◆ **Problem details**: All that should come back is the lines of the data below from the one containing "crazywhalecc: We could" to the one containing "use it myself.", inclusive, exactly as they stand.

◆ **Provided data**:
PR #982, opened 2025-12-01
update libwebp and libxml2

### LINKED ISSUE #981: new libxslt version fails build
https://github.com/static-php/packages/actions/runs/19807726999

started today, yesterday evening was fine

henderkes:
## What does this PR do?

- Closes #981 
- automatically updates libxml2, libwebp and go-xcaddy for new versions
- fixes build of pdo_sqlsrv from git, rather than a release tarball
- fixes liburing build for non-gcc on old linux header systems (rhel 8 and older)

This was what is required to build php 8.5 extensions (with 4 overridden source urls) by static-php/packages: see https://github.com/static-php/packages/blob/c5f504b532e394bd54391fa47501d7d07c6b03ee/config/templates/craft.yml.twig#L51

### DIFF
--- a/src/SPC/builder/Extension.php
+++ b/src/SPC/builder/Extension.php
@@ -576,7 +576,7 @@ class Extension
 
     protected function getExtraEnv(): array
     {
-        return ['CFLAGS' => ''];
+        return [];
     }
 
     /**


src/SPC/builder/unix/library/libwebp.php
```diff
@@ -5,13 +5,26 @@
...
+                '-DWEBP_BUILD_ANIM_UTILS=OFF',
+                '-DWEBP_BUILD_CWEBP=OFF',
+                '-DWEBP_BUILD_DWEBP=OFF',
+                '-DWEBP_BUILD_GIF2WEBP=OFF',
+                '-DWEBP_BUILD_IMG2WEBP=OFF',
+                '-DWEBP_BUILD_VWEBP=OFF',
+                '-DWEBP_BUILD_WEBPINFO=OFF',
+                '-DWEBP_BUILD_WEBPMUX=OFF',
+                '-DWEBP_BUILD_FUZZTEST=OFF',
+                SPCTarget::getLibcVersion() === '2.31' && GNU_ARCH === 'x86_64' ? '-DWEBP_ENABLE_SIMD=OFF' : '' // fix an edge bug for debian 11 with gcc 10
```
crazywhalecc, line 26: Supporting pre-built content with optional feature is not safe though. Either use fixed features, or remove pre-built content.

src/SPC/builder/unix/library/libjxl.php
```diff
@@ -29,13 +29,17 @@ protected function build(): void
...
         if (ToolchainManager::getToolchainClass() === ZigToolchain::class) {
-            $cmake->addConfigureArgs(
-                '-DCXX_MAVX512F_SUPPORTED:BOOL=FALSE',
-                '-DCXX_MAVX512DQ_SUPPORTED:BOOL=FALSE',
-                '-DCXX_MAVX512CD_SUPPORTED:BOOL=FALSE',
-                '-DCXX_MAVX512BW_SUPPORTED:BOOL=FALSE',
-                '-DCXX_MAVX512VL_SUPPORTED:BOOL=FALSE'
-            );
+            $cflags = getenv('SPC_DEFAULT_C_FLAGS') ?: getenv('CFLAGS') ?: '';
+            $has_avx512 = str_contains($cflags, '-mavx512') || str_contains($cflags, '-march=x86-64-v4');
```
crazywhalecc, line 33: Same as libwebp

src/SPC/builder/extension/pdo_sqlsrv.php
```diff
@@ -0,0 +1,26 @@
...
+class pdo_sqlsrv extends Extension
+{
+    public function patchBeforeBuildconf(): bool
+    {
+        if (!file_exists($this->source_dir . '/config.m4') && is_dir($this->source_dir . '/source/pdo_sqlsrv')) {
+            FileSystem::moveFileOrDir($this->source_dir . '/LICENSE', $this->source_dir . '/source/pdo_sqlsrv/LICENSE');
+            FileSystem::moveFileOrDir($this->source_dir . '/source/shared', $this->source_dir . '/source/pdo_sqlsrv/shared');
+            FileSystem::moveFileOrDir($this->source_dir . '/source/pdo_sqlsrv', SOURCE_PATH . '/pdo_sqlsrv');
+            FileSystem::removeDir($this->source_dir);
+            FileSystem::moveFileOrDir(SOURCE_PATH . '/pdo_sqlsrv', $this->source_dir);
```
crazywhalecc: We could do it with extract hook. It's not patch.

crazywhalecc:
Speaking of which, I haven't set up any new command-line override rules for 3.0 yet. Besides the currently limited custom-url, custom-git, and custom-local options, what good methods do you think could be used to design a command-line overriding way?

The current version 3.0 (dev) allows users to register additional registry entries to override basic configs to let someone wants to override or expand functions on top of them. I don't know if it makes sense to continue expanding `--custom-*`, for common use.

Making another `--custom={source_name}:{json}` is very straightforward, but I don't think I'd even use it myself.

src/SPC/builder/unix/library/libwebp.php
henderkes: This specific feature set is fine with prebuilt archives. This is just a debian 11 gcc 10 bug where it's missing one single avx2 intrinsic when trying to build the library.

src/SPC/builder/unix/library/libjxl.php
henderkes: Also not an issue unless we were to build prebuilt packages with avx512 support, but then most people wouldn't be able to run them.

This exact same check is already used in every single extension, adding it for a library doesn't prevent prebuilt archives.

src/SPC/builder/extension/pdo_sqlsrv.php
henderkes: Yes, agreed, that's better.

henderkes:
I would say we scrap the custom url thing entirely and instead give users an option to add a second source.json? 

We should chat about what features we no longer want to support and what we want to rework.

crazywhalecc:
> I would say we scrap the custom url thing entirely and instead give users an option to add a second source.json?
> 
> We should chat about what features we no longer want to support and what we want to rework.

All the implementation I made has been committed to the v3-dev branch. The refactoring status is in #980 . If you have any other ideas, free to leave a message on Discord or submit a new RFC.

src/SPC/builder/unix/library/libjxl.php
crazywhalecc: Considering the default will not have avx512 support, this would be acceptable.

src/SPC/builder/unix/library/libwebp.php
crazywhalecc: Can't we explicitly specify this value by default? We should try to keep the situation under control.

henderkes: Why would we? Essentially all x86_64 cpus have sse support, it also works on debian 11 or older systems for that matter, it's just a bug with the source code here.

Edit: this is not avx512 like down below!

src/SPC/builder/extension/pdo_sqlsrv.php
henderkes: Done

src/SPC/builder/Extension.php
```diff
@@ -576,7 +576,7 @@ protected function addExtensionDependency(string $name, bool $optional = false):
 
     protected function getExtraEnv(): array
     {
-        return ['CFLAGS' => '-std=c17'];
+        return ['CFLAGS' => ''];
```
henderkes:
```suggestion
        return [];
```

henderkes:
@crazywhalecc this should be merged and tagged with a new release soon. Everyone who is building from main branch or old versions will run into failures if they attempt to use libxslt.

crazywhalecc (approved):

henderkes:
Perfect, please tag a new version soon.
...
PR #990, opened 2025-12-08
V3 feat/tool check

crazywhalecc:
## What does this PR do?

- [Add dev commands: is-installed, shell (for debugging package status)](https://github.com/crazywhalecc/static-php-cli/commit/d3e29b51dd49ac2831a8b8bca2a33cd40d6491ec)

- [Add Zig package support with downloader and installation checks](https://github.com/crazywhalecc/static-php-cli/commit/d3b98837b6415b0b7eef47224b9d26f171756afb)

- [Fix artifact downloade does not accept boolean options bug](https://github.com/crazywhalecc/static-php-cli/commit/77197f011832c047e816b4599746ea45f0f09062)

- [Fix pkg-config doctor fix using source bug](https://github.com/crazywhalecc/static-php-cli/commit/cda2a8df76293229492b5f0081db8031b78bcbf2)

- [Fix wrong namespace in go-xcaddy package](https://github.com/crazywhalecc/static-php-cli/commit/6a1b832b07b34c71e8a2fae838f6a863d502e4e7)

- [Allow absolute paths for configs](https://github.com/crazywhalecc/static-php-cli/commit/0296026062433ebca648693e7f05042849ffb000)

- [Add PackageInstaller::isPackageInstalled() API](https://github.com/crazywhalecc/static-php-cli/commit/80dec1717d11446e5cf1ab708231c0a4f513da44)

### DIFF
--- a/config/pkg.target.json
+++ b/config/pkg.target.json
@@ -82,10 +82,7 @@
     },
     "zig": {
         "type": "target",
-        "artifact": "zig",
==
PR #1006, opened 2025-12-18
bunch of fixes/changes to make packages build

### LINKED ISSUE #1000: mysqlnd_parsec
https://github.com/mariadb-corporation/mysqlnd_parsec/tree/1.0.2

◆ **Written response**:
crazywhalecc: We could do it with extract hook. It's not patch.

crazywhalecc:
Speaking of which, I haven't set up any new command-line override rules for 3.0 yet. Besides the currently limited custom-url, custom-git, and custom-local options, what good methods do you think could be used to design a command-line overriding way?

The current version 3.0 (dev) allows users to register additional registry entries to override basic configs to let someone wants to override or expand functions on top of them. I don't know if it makes sense to continue expanding `--custom-*`, for common use.

Making another `--custom={source_name}:{json}` is very straightforward, but I don't think I'd even use it myself.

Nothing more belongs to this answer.